Applied to VITA, ex ante allows for all to see the fees, royalties, terms, and conditions of a RAND (Reasonable and Non-Discriminatory) agreement. It invites others with similar technology patents to submit a lower terms and conditions package, thus making it competitive. Violations of VITA’s ex ante procedures would potentially incur penalties on any IP holder who does not disclose his patents and patent applications early in the document process. According to Alderman: “If he violates the ex ante policies, the DOJ [Department of Justice] will get involved and investigate complaints. If found in violation of the procedures, the DOJ may grant the standards developer (in this case, VITA) a royalty-free use of that company’s patent because they didn’t play fair and obey the rules.”
Under previous standards developer rules, companies would sometimes participate in the standardization process knowing full well their company had IP to protect. Once a standards document was nearly complete, the company could “ambush compliant product makers,” or several companies could patent stack by collectively asserting their IP against the other companies planning to build products compliant to the new open specification. Clearly this onerous process could wreak financial havoc on the infringing companies, and doom a new standard.

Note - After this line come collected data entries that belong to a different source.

PR #8680, opened 2019-01-26
Replace `json-stable-stringify` with `fast-json-stable-stringify`.

wtgtybhertgeghgtwtg:
So, `json-stable-stringify` depends on `jsonify`, which is licensed as Public Domain.  Some companies cannot use software with this license.  This PR replaces the `json-stable-stringify` dependency with `fast-json-stable-stringify`, which is already in the dependency tree via `ajv`, for this same reason.

None should be needed.

No.

I don't think any documentation needs to be changed.


evilebottnawi:
@wtgtybhertgeghgtwtg 
> So, json-stable-stringify depends on jsonify, which is licensed as Public Domain. Some companies cannot use software with this license.

Why? Please describe

wtgtybhertgeghgtwtg:
Preface: I'm not a lawyer.
Most of the issues regarding this, and there have been a few in [`json-stable-stringify`](https://github.com/substack/json-stable-stringify/search?q=license&type=Issues), [`jsonify`](https://github.com/substack/jsonify/search?q=license&unscoped_q=license), and [the repository from which 'jsonify' is forked](https://github.com/douglascrockford/JSON-js/search?q=license&unscoped_q=license&type=Issues), just say something like "our company can't use this".  But it seems like Public Domain can mean different things in different jurisdictions and [isn't a valid SPDX license](https://wiki.spdx.org/view/Legal_Team/Decisions/Dealing_with_Public_Domain_within_SPDX_Files) and is just really legally intensive for a `JSON.stringify` polyfill.  The conclusion the `ajv` issue (https://github.com/epoberezkin/ajv/issues/569) came to was that this wasn't gonna be fixed in `json-stable-stringify` and they just swapped it out.

wtgtybhertgeghgtwtg:
@sokra That doesn't reduce the dependencies; `fast-json-stable-stringify` is still pulled in via `ajv`.  It's going to be there, so you might as well use it instead of duplicating it.

sokra:
We have to start somewhere.

sokra:
Thanks

PR #8721, opened 2019-02-05
[WIP] Fixes #5392. EnvironmentPlugin now extends process.env

### LINKED ISSUE #5392: EnvironmentPlugin: destructuring process.env doesn't work

misterdev:
Currently, the `EnvironmentPlugin` is just a shortcut to use the `DefinePlugin` on `process.env` keys ([link](https://webpack.js.org/plugins/environment-plugin/)).

As pointed out in [#5392](https://github.com/webpack/webpack/issues/5392) this doesn't work for object destructuring:

```js
/* webpack.config.js */
const path = require("path");
const { EnvironmentPlugin } = require("webpack");

module.exports = {
    entry: "./main.js",
    output: {
        path: path.resolve(__dirname),
        filename: "bundle.js"
    },
    plugins: [
        new EnvironmentPlugin({
            "MY_VAR": "I'm your var!"
        })
    ]
};

/* main.js */
const { MY_VAR } = process.env; // undefined
```
The problem is that the `DefinePlugin` can't detect some edge case like:
```js
const key = 'MY_VAR'
const MY_VAR = process.env[key] // undefined
```

To solve this I add some code at the beginning of the output, that initializes the environment variables. For example, the result would be
```js
/* main.js */
const { MY_VAR } = process.env;

/* bundle.js */
process.env.MY_VAR="I'm your var";
const { MY_VAR } = process.env;
```

I've tried different solutions but removing the `DefinePlugin` seems the cleanest way of solving this.
This is my first contribution, every feedback is welcome 😇 

This is a bugfix 🐛

If this seems the correct approach to solve the issue I'm going to add some tests

I don't think so, now it actually adds some keys to the `process.env` as you would expect.

I need to update the EnvironmentPlugin documentation

### DIFF
--- a/lib/EnvironmentPlugin.js
+++ b/lib/EnvironmentPlugin.js
@@ -8,7 +8,7 @@
 /** @typedef {import("./Compiler")} Compiler */
 
 const WebpackError = require("./WebpackError");
-const DefinePlugin = require("./DefinePlugin");
+const ParserHelpers = require("./ParserHelpers");
 
 const needsEnvVarFix =
 	["8", "9"].indexOf(process.versions.node.split(".")[0]) >= 0 &&
@@ -33,7 +33,7 @@ class EnvironmentPlugin {
 	 * @returns {void}
 	 */
 	apply(compiler) {
-		const definitions = this.keys.reduce((defs, key) => {
+		const definitions = this.keys.map(key => {
 			// TODO remove once the fix has made its way into Node 8.
 			// Work around https://github.com/nodejs/node/pull/18463,
 			// affecting Node 8 & 9 by performing an OS-level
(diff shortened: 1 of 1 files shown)


misterdev:
I'm going to take a look at the failed tests

misterdev:
I'm debugging this, I've seen the problem comes from the fact that the test has multiple configurations:

```js
module.exports = [
	{
		name: "aaa",
		module: {
			unknownContextRegExp: /$^/,
			unknownContextCritical: false
		},
		plugins: [new EnvironmentPlugin("AAA")]
	},
	{
		name: "bbbccc",
		module: {
			unknownContextRegExp: /$^/,
			unknownContextCritical: false
		},
		plugins: [new EnvironmentPlugin("BBB", "CCC")]
	}
]
```

Seems like this starts multiple compilations concurrently, in fact running this configuration produces every time a different output, sometimes it prepends `process.env.AAA`, sometimes `process.env.BBB` and `process.env.CCC`.

I'm going to investigate this tomorrow, any help/suggestion is welcome 👍 

@evenstensberg could you explain what do you mean?

sureshkumar03:
similar issue resolved with quick json conversions.
https://stackoverflow.com/a/56442446/11598431

THernandez03:
@misterdev Did you find a solution to solve this problem ?

PR #8738, opened 2019-02-06
fix WebpackError.unittest

hiroppy:

Currently, WebpackError.unittest.js test has failed.

yes

no


hiroppy:
This test gets `"{ CustomError: CustomMessage"` when using Node v11.4.0.
But when Node is v10.15.1, it will get `"CustomError: CustomMessage"`.

@sokra Could you tell me the version of Node in this log? https://github.com/webpack/webpack/pull/8738#issuecomment-460960966

sokra:
node 10.

starting with node 11 `util.inspect` will no longer use the `inspect` property of the object.

In `lib/WebpackError` `util.inspect.custom` need to be used instead to make it consistent for node >10 too

See here: https://nodejs.org/docs/latest/api/util.html#util_util_inspect_custom

hiroppy:
@sokra  Thank you for the information! Updated the code. PTAL 🙇

hiroppy:
Ah, I see. Updated:)

sokra:
Thanks

PR #8740, opened 2019-02-06
update jest

sokra:
deps

existing test

no

nothing


package.json
```diff
@@ -108,7 +108,7 @@
     "test": "node --max-old-space-size=4096 --trace-deprecation node_modules/jest-cli/bin/jest",
     "test:update-snapshots": "yarn jest -u",
     "test:integration": "node --max-old-space-size=4096 --trace-deprecation node_modules/jest-cli/bin/jest --testMatch \"<rootDir>/test/*.test.js\"",
-    "test:basic": "node --max-old-space-size=4096 --trace-deprecation node_modules/jest-cli/bin/jest --testMatch \"<rootDir>/test/{TestCasesNormal,StatsTestCases,ConfigTestCases}.test.js\"",
+    "test:basic": "node --max-old-space-size=4096 --trace-deprecation node_modules/jest-cli/bin/jest --testMatch \"<rootDir>/te{st/TestCasesNormal,st/StatsTestCases,st/ConfigTestCases}.test.js\"",
```
sokra: @aldarund @SimenB This is a workaround for a jest bug on windows.

It was introduced in https://github.com/facebook/jest/pull/6650

The testMatch config value goes through the following steps:

* `<rootDir>/test/{TestCasesNormal,StatsTestCases,ConfigTestCases}.test.js`
* `C:\Users\tobia\Repos\webpack\test\{TestCasesNormal,StatsTestCases,ConfigTestCases}.test.js`
* `C:/Users/tobia/Repos/webpack/test\{TestCasesNormal,StatsTestCases,ConfigTestCases}.test.js`

Note that `replacePathSepForGlob` do not replace `\{` because it is interpreted as escaped `{`, but the escaped `{` was not there in first place. It was introduces through converting all `/` to `\` for rootPath expansion.

SimenB: Thanks for digging! The second step shouldn't happen (we should keep `/` as separator as much as possible). I wonder if it's enough to so `path.posix.resolve` here and there instead of `path.resolve`?

sokra: path.posix.resolve doesn't work, as it doesn't like windows absolute paths.

I tried to do only string concatenation in `replaceRootDirInPath`

``` js
return rootDir + filePath.substr('<rootDir>'.length)
```

This also doesn't work, because `rootDir` has escaped `\` to `\\` via `escapeGlobCharacters`

This results in `testMatch: C://Users//tobia//Repos//webpack/test/{TestCasesNormal,StatsTestCases,ConfigTestCases}.test.js`

---

I also removed `escapeGlobCharacters` from jest-config normalize case "testMatch". This fixes the problem. Maybe it's better to leave `escapeGlobCharacters`, but convert `\` to `/` in rootDir instead.

SimenB: This seems to solve it

```diff
diff --git i/packages/jest-config/src/utils.js w/packages/jest-config/src/utils.js
index 168c07657..da2b32f4b 100644
--- i/packages/jest-config/src/utils.js
+++ w/packages/jest-config/src/utils.js
@@ -13,6 +13,7 @@ import path from 'path';
 import {ValidationError} from 'jest-validate';
 import Resolver from 'jest-resolve';
 import chalk from 'chalk';
+import slash from 'slash';
 
 type ResolveOptions = {|
   rootDir: string,
@@ -66,9 +67,11 @@ export const replaceRootDirInPath = (
     return filePath;
   }
 
-  return path.resolve(
-    rootDir,
-    path.normalize('./' + filePath.substr('<rootDir>'.length)),
+  return slash(
+    path.resolve(
+      rootDir,
+      path.normalize('./' + filePath.substr('<rootDir>'.length)),
+    ),
   );
 };
```

SimenB: opened up https://github.com/facebook/jest/pull/7814

PR #8748, opened 2019-02-06
Improve error report of invalid esm export

hulkish:
Consider the following invalid es module:

```js
import foo from 'foo';
module.exports = 'bar';
```

Obviously this is wrong... However, you will only learn of this breaking at runtime.

Since there is an import declaration - when type is `javascript/auto` webpack will determine ESM. Though, the cjs export is obviously incorrect and will definitely break at runtime.

The problem is this error is cryptic/a byproduct of the actual issue: `Cannot assign to read only property 'exports' of object '#<Object>`.

This pr aims to improve this error message.

small refactor, i guess?

Yes

No

N/A


sokra:
Thanks

PR #8801, opened 2019-02-18
add lint step to avoid non-npm dependencies in graph

sokra:
linting

N/A

no

nothing


sokra:
@xtuc

xtuc:
Nice! I was about to do it, I was wondering if we could publish it as an npm package, I'm sure other projects would like it?

danez:
It would be nice if this would be added to yarn directly as something like
```
yarn --registry-whitelist "registry.yarnpkg.com","registry.npmjs.org"
```

xtuc:
I agree with @danez, but as I said on Babel's Slack, in our case It should more be:
```
yarn --protocol-whitelist "https,http"
```

PR #8817, opened 2019-02-20
feat(Chunk.js): :sparkles:  size fn: Modify options to default parameter

huruji:

feature

don't need tests

no

no

Just modify `options` to default parameter to avoid error when use `chunk.size()` , like this:

image

image

this make writing plugins more convenience

### DIFF
--- a/lib/Chunk.js
+++ b/lib/Chunk.js
@@ -517,7 +517,7 @@ class Chunk {
 	 * @param {Object} options the size display options
 	 * @returns {number} the chunk size
 	 */
-	size(options) {
+	size(options = {}) {
 		return this.addMultiplierAndOverhead(this.modulesSize(), options);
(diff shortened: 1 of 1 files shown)


TheLarkInn:
Hey @huruji I don't mind this change personally but against our next branch we have some new type annotations that would probably error with this addition. Are you looking for this to land in v5 or just master?

huruji:
Oh, just master. I write a plugin which is neeed `chunk.size()` function, without this addition, this function must need a param, like `chunk.size({})` and in my opinion, this seems a bit unnecessary.  If this addtion maybe cause errors, I don't mind close this PR. @TheLarkInn

huruji:
image

I have signed @sokra

sokra:
Thanks

Issue #5489, opened 2017-08-10
When using AMD output, use AMD for code-split chunks as well


onigoetz:
**Do you want to request a *feature* or report a *bug*?**

A new feature that would improve code-splitting with externals.

**What is the current behavior?**

_Context :_
An application which is build with multiple sub-applications which are each built with Webpack, and the "orchestration" of loading all this is done through requirejs.
One of the things with this platform, is that react is provided through requirejs so that each plugin can reuse a single global library instead of re-loading it for each app. (Any other library could be provided globally, I use react as the example here)
_/context_

When we generate a library in amd with some externals and code-splitting. 
The thing is that externals are defined only at the main level even though it's the code-split part that need those externals.

Example : 

```js
// main.min.js
define(['react'], function(a) { /* Doesn't actually need react yet */ });

// 1.main.min.js
webpackJsonp([0],{3: function() { /* actually needs react */});
```

Wouldn't it be better if it was able to generate it this way ?

```js
// main.min.js
define(function() { /* Doesn't actually need react yet */ });

// 1.main.min.js
define(["react"], function(a) {
  return {
    chunkIds: [0],
    moreModules: {3: function() { /* actually needs react */}}
  }
});
```

Advantages are : 
- no custom logic to load modules, requirejs knows how to do it.
- external dependencies are loaded when they're actually needed
- no need to specify a name for the jsonp function as it's done through requirejs

Problem with the current implementation: 
- externals might be loaded too early, which defeats the purpose of code splitting and lazy loading of those parts.

**If the current behavior is a bug, please provide the steps to reproduce.**

It isn't a bug, just the normal behaviour that could be more optimal

**What is the expected behavior?**

To load externals once they are needed

**If this is a feature request, what is motivation or use case for changing the behavior?**

My motivation is that I have an application that supports plugins, each of those can be implemented with any techology, React, jquery, vanilla js ... while they mostly use React today, we don't know what the future holds for us. Which is why we want to be able to lazily load libraries once they are actually used.

**Please mention other relevant information such as the browser version, Node.js version, webpack version and Operating System.**

We use webpack 3.5.2

mspoerer:
+1

divdavem:
This feature request would be useful, for example, to develop [Grafana plugins](http://docs.grafana.org/plugins/developing/development/).
Grafana uses SystemJS (which is compatible with AMD) to load plugins.
[...]

PR #8837, opened 2019-02-26
Amd optimizations (AMD for code-split chunks)

sandersonatlatitude:
I am looking to update webpack to increase AMD performance for chunk dependencies.

See https://github.com/webpack/webpack/issues/5489

I have a proof of concept working, but realize it will probably take a some more work to get this PR working correctly. 

To this end i was hoping I could get some review/ feedback on the best way to proceed.

### DIFF
--- a/lib/AmdMainTemplatePlugin.js
+++ b/lib/AmdMainTemplatePlugin.js
@@ -46,7 +46,10 @@ class AmdMainTemplatePlugin {
 			);
 			const externalsArguments = externals
 				.map(
-					m => `__WEBPACK_EXTERNAL_MODULE_${Template.toIdentifier(`${m.id}`)}__`
+					m =>
+						`__WEBPACK_EXTERNAL_MODULE_${Template.toIdentifier(
+							`${m.request}`
+						)}__`
 				)
 				.join(", ");
 
--- a/lib/ExternalModule.js
+++ b/lib/ExternalModule.js
@@ -27,6 +27,12 @@ class ExternalModule extends Module {
 	}
 
 	chunkCondition(chunk) {
+		// should module be emitted to cache?
+		if (this.externalType === "amd" && !chunk.entryModule &&
+			this.getChunks().length === 1
+		) {
+			return true;
+		}
 		return chunk.hasEntryModule();
 	}
 
--- a/lib/ExternalModule.js
+++ b/lib/ExternalModule.js
@@ -27,12 +27,10 @@ class ExternalModule extends Module {
 	}
 
 	chunkCondition(chunk) {
-		// should module be emitted to cache?
-		if (this.externalType === "amd" && !chunk.entryModule &&
-			this.getChunks().length === 1
-		) {
+		if (this.externalType === "amd") {
 			return true;
 		}
+
 		return chunk.hasEntryModule();
 	}
 
--- a/lib/JavascriptGenerator.js
+++ b/lib/JavascriptGenerator.js
@@ -12,7 +12,7 @@ const { RawSource, ReplaceSource } = require("webpack-sources");
 // TODO: remove DependencyVariables and replace them with something better
 
 class JavascriptGenerator {
-	generate(module, dependencyTemplates, runtimeTemplate) {
+	generate(module, dependencyTemplates, runtimeTemplate, type, chunk) {
 		const originalSource = module.originalSource();
 		if (!originalSource) {
 			return new RawSource("throw new Error('No source available');");
@@ -26,7 +26,8 @@ class JavascriptGenerator {
 			[],
 			dependencyTemplates,
 			source,
-			runtimeTemplate
+			runtimeTemplate,
+			chunk
 		);
 
 		return source;
@@ -38,14 +39,16 @@ class JavascriptGenerator {
 		availableVars,
 		dependencyTemplates,
 		source,
-		runtimeTemplate
+		runtimeTemplate,
+		chunk
 	) {
 		for (const dependency of block.dependencies) {
 			this.sourceDependency(
 				dependency,
 				dependencyTemplates,
 				source,
-				runtimeTemplate
+				runtimeTemplate,
+				chunk
 			);
 		}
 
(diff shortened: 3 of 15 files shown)


sandersonatlatitude:
@TheLarkInn I realize that this PR is not in shape to move forward, however I was hoping you could give me some feedback on the premise of this PR, and some guidance on the best way to move forward.

lib/ExternalModule.js
```diff
@@ -27,6 +27,10 @@ class ExternalModule extends Module {
 	}
 
 	chunkCondition(chunk) {
+		if (this.externalType === "amd") {
```
Aghassi: Is it possible to also support `umd` here too?

Aghassi (commented):
I for one am very excited around this and would love to know how we can see this through. I just want to clarify if this can support `UMD` also, since right now all the conditionals are around `AMD`

lib/ExternalModule.js
sandersonatlatitude: UMD support should be possible via a similar pattern- however I am still hoping to get some feedback from someone on the team before putting more work into this approach.

Aghassi: For sure, would be good to get input from @sokra or @TheLarkInn on this. The benefits for us UMD/AMD users is huge!

lib/web/JsonpChunkTemplatePlugin.js
```diff
@@ -30,6 +31,47 @@ class JsonpChunkTemplatePlugin {
...
+					externals.map(m =>
+						typeof m.request === "object" ? m.request.amd : m.request
+					)
+				);
+
+				const externalsArguments = externals
+					.map(
+						m =>
+							`__WEBPACK_EXTERNAL_MODULE_${Template.toIdentifier(
+								`${m.request}`
```
aaren-cordova: You could drop the magic quotes so that only `m.request` is remaining

lib/web/JsonpChunkTemplatePlugin.js
```diff
@@ -30,6 +31,47 @@ class JsonpChunkTemplatePlugin {
...
+								.map(m =>
+									m.dependencies.filter(
+										d => d.module && d.module.externalType === "amd"
+									)
+								)
+						)
+						.map(d => d.module);
+
+					externals = externals.filter(function(value, index, self) {
+						return self.indexOf(value) === index && value;
```
aaren-cordova: Would you mind moving the `value` to start of the conditional to potentially avoid an unnecessary  call to `indexOf`

lib/dependencies/ModuleDependencyTemplateAsId.js
```diff
@@ -4,14 +4,26 @@
...
 		if (!dep.range) return;
-		const content = runtime.moduleId({
-			module: dep.module,
-			request: dep.request
-		});
-		source.replace(dep.range[0], dep.range[1] - 1, content);
+
+		if (dep.module && dep.module.externalType === "amd") {
+			const content = `__WEBPACK_EXTERNAL_MODULE_${Template.toIdentifier(
+				`${dep.module.request}`
```
aaren-cordova: You could drop the magic quotes so that only `dep.module.request` is remaining

lib/dependencies/HarmonyImportSpecifierDependency.js
```diff
@@ -158,8 +159,14 @@ HarmonyImportSpecifierDependency.Template = class HarmonyImportSpecifierDependen
 			asiSafe: dep.shorthand,
 			isCall: dep.call,
 			callContext: !dep.directImport,
-			importVar: dep.getImportVar()
+			importVar:
+				dep._module.externalType !== "amd"
+					? dep.getImportVar()
+					: `__WEBPACK_EXTERNAL_MODULE_${Template.toIdentifier(
+							`${dep._module.request}`
```
aaren-cordova: You could drop the magic quotes so that only `dep._module.request` is remaining

lib/web/JsonpChunkTemplatePlugin.js
```diff
@@ -30,6 +31,47 @@ class JsonpChunkTemplatePlugin {
...
+				const externalsDepsArray = JSON.stringify(
+					externals.map(m =>
+						typeof m.request === "object" ? m.request.amd : m.request
+					)
+				);
+
+				const externalsArguments = externals
+					.map(
+						m =>
+							`__WEBPACK_EXTERNAL_MODULE_${Template.toIdentifier(
```
aaren-cordova: This string interpolation template is repeated 8 times, you may want to consider creating a method that accepts the request and returns the resulting string.

lib/web/JsonpChunkTemplatePlugin.js
```diff
@@ -50,6 +92,10 @@ class JsonpChunkTemplatePlugin {
 					source.add(`,${JSON.stringify(prefetchChunks)}`);
 				}
 				source.add("])");
+				if (externals.length > 0) {
```
aaren-cordova: You can safely drop the `> 0` part

lib/JavascriptGenerator.js
```diff
@@ -40,7 +45,22 @@ class JavascriptGenerator {
 		source,
 		runtimeTemplate
 	) {
-		for (const dependency of block.dependencies) {
+		//for (const dependency of block.dependencies) {
```
aaren-cordova: Did you mean to leave this comment here?

lib/AmdMainTemplatePlugin.js
```diff
@@ -46,7 +46,10 @@ class AmdMainTemplatePlugin {
 			);
 			const externalsArguments = externals
 				.map(
-					m => `__WEBPACK_EXTERNAL_MODULE_${Template.toIdentifier(`${m.id}`)}__`
+					m =>
+						`__WEBPACK_EXTERNAL_MODULE_${Template.toIdentifier(
+							`${m.request}`
```
aaren-cordova: You could drop the magic quotes so that only `${m.request}` is remaining

PR #8880, opened 2019-03-07
bump watchpack

JipSterk:
upath 1.1.0 currently breaks on node 11 in combination with yarn.
since its a dependency of watchpack > chokidar > upath
in version 2.0.0-beta.0 they removed chokidar.
so bumping this actually fixes the problem.


sokra:
This seem to be a chokidar issue. You may report it there.

We can't upgrade to watchpack version 2 as this would mean a breaking change for webpack. webpack 5 is already upgraded to watchpack version 2.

Once approved by the VITA board of directors, the new ex ante procedures will be brought to the VITA Standards Organization (VSO) for acceptance or rejection – probably in the November 2006 timeframe. The procedures are currently under review by the DOJ and the Federal Trade Commission (FTC). If approved by the government, “VITA will most likely be the first standards developer in the world to be granted approval for ex ante procedures concerning intellectual property,” asserts Alderman.